#### TASK MATERIAL
Issue #1707, opened 2024-08-29
Support Configuring Authorization Server in HttpSecurity.with(authorizationServer(), ...)


rwinch:
**Expected Behavior**

It would be nice if all of the Authorization Server configuration options could be made/discoverable from a single entry point & on an existing `SecurityFilterChain`.

For example, it would be very nice if adding a default Authorization Server to an existing application could be done with a single invocation of the `HttpSecurity` DSL using something like this:

```java
http
    .with(authorizationServer(), Customizer.withDefaults())
    // ...
```

If a user wanted to make changes to the defaults, then they would do so using the `Customizer`. For example, if OIDC was not enabled by default, then the user would be able to use:

```java
http
    .with(authorizationServer(), authz -> authz
        .oidc(Customizer.withDefaults())
   )
   // ...
```

**NOTE**:  I'm not saying that OIDC should  or should not be a default, but I'm just using this as an example of how a user would be able to change the defaults.

Using this approach:
* Should feel familiar to Spring Security users
* It will make all of the features available via autocomplete after a single static import
* Should allow users to enable a feature (authorization server) rather than needing to know about the implementation details such as exception handling.

**Current Behavior**

Currently the [recommendation](https://docs.spring.io/spring-authorization-server/reference/getting-started.html#defining-required-components) is:

```java
@Bean 
@Order(1)
public SecurityFilterChain authorizationServerSecurityFilterChain(HttpSecurity http)
		throws Exception {
	OAuth2AuthorizationServerConfiguration.applyDefaultSecurity(http);
	http.getConfigurer(OAuth2AuthorizationServerConfigurer.class)
		.oidc(Customizer.withDefaults());	// Enable OpenID Connect 1.0
	http
		// Redirect to the login page when not authenticated from the
		// authorization endpoint
		.exceptionHandling((exceptions) -> exceptions
			.defaultAuthenticationEntryPointFor(
				new LoginUrlAuthenticationEntryPoint("/login"),
				new MediaTypeRequestMatcher(MediaType.TEXT_HTML)
			)
		)
		// Accept access tokens for User Info and/or Client Registration
		.oauth2ResourceServer((resourceServer) -> resourceServer
			.jwt(Customizer.withDefaults()));
		return http.build();
}
```  

The disadvantages of this approach are:

* It is less concise
* Having multiple SecurityFilterChain is less familiar and adds additional complexity to understanding/debugging
[...]

PR #1725, opened 2024-09-19
Simplify configuring authorization server using HttpSecurity.with()

jgrandja:
This PR attempts to simplify the [default configuration](https://docs.spring.io/spring-authorization-server/reference/configuration-model.html#default-configuration) for an authorization server using `HttpSecurity.with()`.

We would greatly appreciate if our community users can **provide their upvote** if you are in favour of:

* the [new proposed way](https://github.com/spring-projects/spring-authorization-server/pull/1725#issuecomment-2368101027) of configuring
* keeping with the [current way](https://github.com/spring-projects/spring-authorization-server/pull/1725#issuecomment-2368104944) of configuring (as documented in the [Getting Started](https://docs.spring.io/spring-authorization-server/reference/getting-started.html#defining-required-components))

Issue gh-1707

### DIFF
--- a/docs/modules/ROOT/pages/configuration-model.adoc
+++ b/docs/modules/ROOT/pages/configuration-model.adoc
@@ -8,9 +8,6 @@
 
 `OAuth2AuthorizationServerConfiguration` uses xref:configuration-model.adoc#customizing-the-configuration[`OAuth2AuthorizationServerConfigurer`] to apply the default configuration and registers a `SecurityFilterChain` `@Bean` composed of all the infrastructure components supporting an OAuth2 authorization server.
 
-[TIP]
-`OAuth2AuthorizationServerConfiguration.applyDefaultSecurity(HttpSecurity)` is a convenience (`static`) utility method that applies the default OAuth2 security configuration to `HttpSecurity`.
-
 The OAuth2 authorization server `SecurityFilterChain` `@Bean` is configured with the following default protocol endpoints:
 
 * xref:protocol-endpoints.adoc#oauth2-authorization-endpoint[OAuth2 Authorization endpoint]
@@ -58,11 +55,14 @@ https://openid.net/specs/openid-connect-core-1_0.html[OpenID Connect 1.0] is dis
 ----
 @Bean
 public SecurityFilterChain authorizationServerSecurityFilterChain(HttpSecurity http) throws Exception {
-	OAuth2AuthorizationServerConfiguration.applyDefaultSecurity(http);
-
-	http.getConfigurer(OAuth2AuthorizationServerConfigurer.class)
-		.oidc(Customizer.withDefaults());	// Initialize `OidcConfigurer`
-
+	OAuth2AuthorizationServerConfigurer authorizationServerConfigurer =
+			OAuth2AuthorizationServerConfigurer.authorizationServer();
+	http
+		.securityMatcher(authorizationServerConfigurer.getEndpointsMatcher())
+		.with(authorizationServerConfigurer, (authorizationServer) ->
+			authorizationServer
+				.oidc(Customizer.withDefaults())	// Initialize `OidcConfigurer`
+		);
 	return http.build();
 }
 ----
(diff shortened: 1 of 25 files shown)


jgrandja:
The following sample configuration is the **current way** of configuring a dedicated authorization server `SecurityFilterChain`:

```java
@Bean
@Order(1)
public SecurityFilterChain authorizationServerSecurityFilterChain(HttpSecurity http)
		throws Exception {

	OAuth2AuthorizationServerConfiguration.applyDefaultSecurity(http);
		.oidc(Customizer.withDefaults());	// Enable OpenID Connect 1.0

	http
		// Redirect to the login page when not authenticated from the
		// authorization endpoint
		.exceptionHandling((exceptions) -> exceptions
			.defaultAuthenticationEntryPointFor(
				new LoginUrlAuthenticationEntryPoint("/login"),
				new MediaTypeRequestMatcher(MediaType.TEXT_HTML)
			)
		)
		// Accept access tokens for User Info and/or Client Registration
		.oauth2ResourceServer((resourceServer) -> resourceServer
			.jwt(Customizer.withDefaults()));

	return http.build();
}
```

rwinch:
@jgrandja I'm confused why you added [these](https://github.com/spring-projects/spring-authorization-server/pull/1725#issuecomment-2368101027) [comments](https://github.com/spring-projects/spring-authorization-server/pull/1725#issuecomment-2368104944). In particular, I'd like to make sure that this was not intended to address my [feedback](https://github.com/spring-projects/spring-authorization-server/pull/1725#pullrequestreview-2318582531) since the feedback was requesting the documentation get updated & comments on the this pull request do not resolve that.

jgrandja:
@rwinch The reason for updating the comment in the main issue and providing a side-by-side comparison of the new vs. existing sample configuration is to ensure we are truly simplifying the configuration based on feedback from our community users.

The content updates here was triggered from this [comment](https://github.com/spring-projects/spring-authorization-server/issues/1707#issuecomment-2365139494). And then it made me realize that we should validate this proposed enhancement from the community first before we merge this.

Regardless on whether we merge this PR or not, the one thing that is missing in the reference doc is:

> Is it still recommended to use a multiple SecurityFilterChain's? If so, why (so users can know the tradeoffs of having a single or multiple)? The demonstration of the minimal configuration that is preferred (single/multiple) should be the first config users see in Getting Started.

I will be adding this content in the reference doc this week.

JBraddockm:
I just wanted to share my experience with this new configuration in case someone else lands on this page through their researches. Not sure if this is something specific to my configuration or this is indeed an expected behaviour as part of a wider change in Spring Security, but I had problem with upgrading to the new configuration style.

I have two filter chains where the first one configures the authorization server while the latter deals more specific cases such as allowing certain endpoints, and static files. Unless I put the following in the first security filter, then upgrading to the new configuration style breaks the app. Clients get access denied.

`.authorizeHttpRequests((authorize) ->
			authorize.anyRequest().authenticated()`

Only time that the new configuration style works without the above lines being present in the first security filter chain is by removing the following from the second filter chain while leaving `.anyRequest().authenticated()` in place.

`.requestMatchers(PathRequest.toStaticResources().atCommonLocations())
                    .permitAll()
                    .requestMatchers("/error", "/logout")
                    .permitAll()`

Docs and your examples here indeed include this line in the first security filter, but it could perhaps be missed by some upgrading their old configurations so I just wanted to share my experience here.

Thank you.

JBraddockm:
> I'm not completely following how the new configuration style broke your app. Can you provide your configuration before the upgrade and then after the upgrade so I can better understand?

Thank you for the response. 

The following configuration is working. However, if I remove `http.authorizeHttpRequests((authorize) -> authorize.anyRequest().authenticated());` from the first filter chain, then it is not working. Redirecting to the login page results in 404. There is not a explicit error message or exceptions in the auth-server despite the log level being set to trace. In the client site, I get Access Denied exception. 

```java

  @Bean
  @Order(1)
  SecurityFilterChain authorizationServerSecurityFilterChain(HttpSecurity http) throws Exception {

    OAuth2AuthorizationServerConfigurer authorizationServerConfigurer =
        OAuth2AuthorizationServerConfigurer.authorizationServer();

    http.securityMatcher(authorizationServerConfigurer.getEndpointsMatcher())
        .with(
            authorizationServerConfigurer,
            (authorizationServer) -> authorizationServer.oidc(Customizer.withDefaults()));

    http.authorizeHttpRequests((authorize) -> authorize.anyRequest().authenticated());

    http.exceptionHandling(
            (exceptions) ->
                exceptions.defaultAuthenticationEntryPointFor(
                    new LoginUrlAuthenticationEntryPoint("/login"),
                    new MediaTypeRequestMatcher(MediaType.TEXT_HTML)))
        .oauth2ResourceServer((resourceServer) -> resourceServer.jwt(Customizer.withDefaults()));

    return http.build();
  }

  @Bean
  @Order(2)
  SecurityFilterChain defaultSecurityFilterChain(HttpSecurity http) throws Exception {

    http.authorizeHttpRequests(
            (authorize) ->
                authorize
                    .requestMatchers(PathRequest.toStaticResources().atCommonLocations())
                    .permitAll()
                    .requestMatchers("/error", "/logout")
                    .permitAll()
                    .anyRequest()
                    .authenticated())
        .exceptionHandling(
            exception ->
                exception.defaultAuthenticationEntryPointFor(
                    new HxRefreshHeaderAuthenticationEntryPoint(),
                    new RequestHeaderRequestMatcher("HX-Request")))
        .formLogin(formLogin -> formLogin.loginPage("/login").permitAll())
        .oauth2Login(oauth2 -> oauth2.loginPage("/login").permitAll());
    return http.build();
  }
```
The reason I didn't have `http.authorizeHttpRequests((authorize) -> authorize.anyRequest().authenticated());`  in the first place is the examples I'd followed as I've been learning Spring Authorization Server didn't have it.  For example, [here](https://github.com/spring-projects/spring-authorization-server/blob/4cfe59cd85197fff7732bea8576d519510965eb2/samples/demo-authorizationserver/src/main/java/sample/config/AuthorizationServerConfig.java) or [here](https://github.com/rwinch/spring-enterprise-authorization-server/blob/main/authorization-server/src/main/java/com/example/authorizationserver/SecurityConfig.java). Not sure if it is meant to be there in the first place.

The reason I don't have the `/login` in the `requestMatchers` because it breaks the HxRefreshHeaderAuthenticationEntryPoint, which I don't know why yet, though adding that to the list of permittable endpoints in requestMatchers does not make any difference to the issue.

My apologies if I wasn't clearer.

jgrandja:
@JBraddockm 

> The reason I didn't have `http.authorizeHttpRequests((authorize) -> authorize.anyRequest().authenticated());`  in the first place is the examples I'd followed as I've been learning Spring Authorization Server didn't have it.  For example, [here](https://github.com/spring-projects/spring-authorization-server/blob/4cfe59cd85197fff7732bea8576d519510965eb2/samples/demo-authorizationserver/src/main/java/sample/config/AuthorizationServerConfig.java) or [here](https://github.com/rwinch/spring-enterprise-authorization-server/blob/main/authorization-server/src/main/java/com/example/authorizationserver/SecurityConfig.java). Not sure if it is meant to be there in the first place.

Both of the sample links you provided use the now deprecated `OAuth2AuthorizationServerConfiguration.applyDefaultSecurity(http)`, which applies `authorize.anyRequest().authenticated()` as shown here:

https://github.com/spring-projects/spring-authorization-server/blob/ed0265bf024c98943bbcf28ec1ca635d808a2137/oauth2-authorization-server/src/main/java/org/springframework/security/oauth2/server/authorization/config/annotation/web/configuration/OAuth2AuthorizationServerConfiguration.java#L84

As noted in my [previous comment](https://github.com/spring-projects/spring-authorization-server/pull/1725#issuecomment-2507947571):

> `authorize.anyRequest().authenticated()` should always be applied to all filter chains in order to adhere to secure-by-default.

This is a standard best practice for all Spring Security configurations in general. Start off with securing all endpoints and then customize the authorization rules for specific endpoints depending on your security requirements.

JBraddockm:
Thank you.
########
The exercise is to copy out every line above that has the word "made" in it.

It would be nice if all of the Authorization Server configuration options could be made/discoverable from a single entry point & on an existing `SecurityFilterChain`.
The content updates here was triggered from this [comment](https://github.com/spring-projects/spring-authorization-server/issues/1707#issuecomment-2365139494). And then it made me realize that we should validate this proposed enhancement from the community first before we merge this.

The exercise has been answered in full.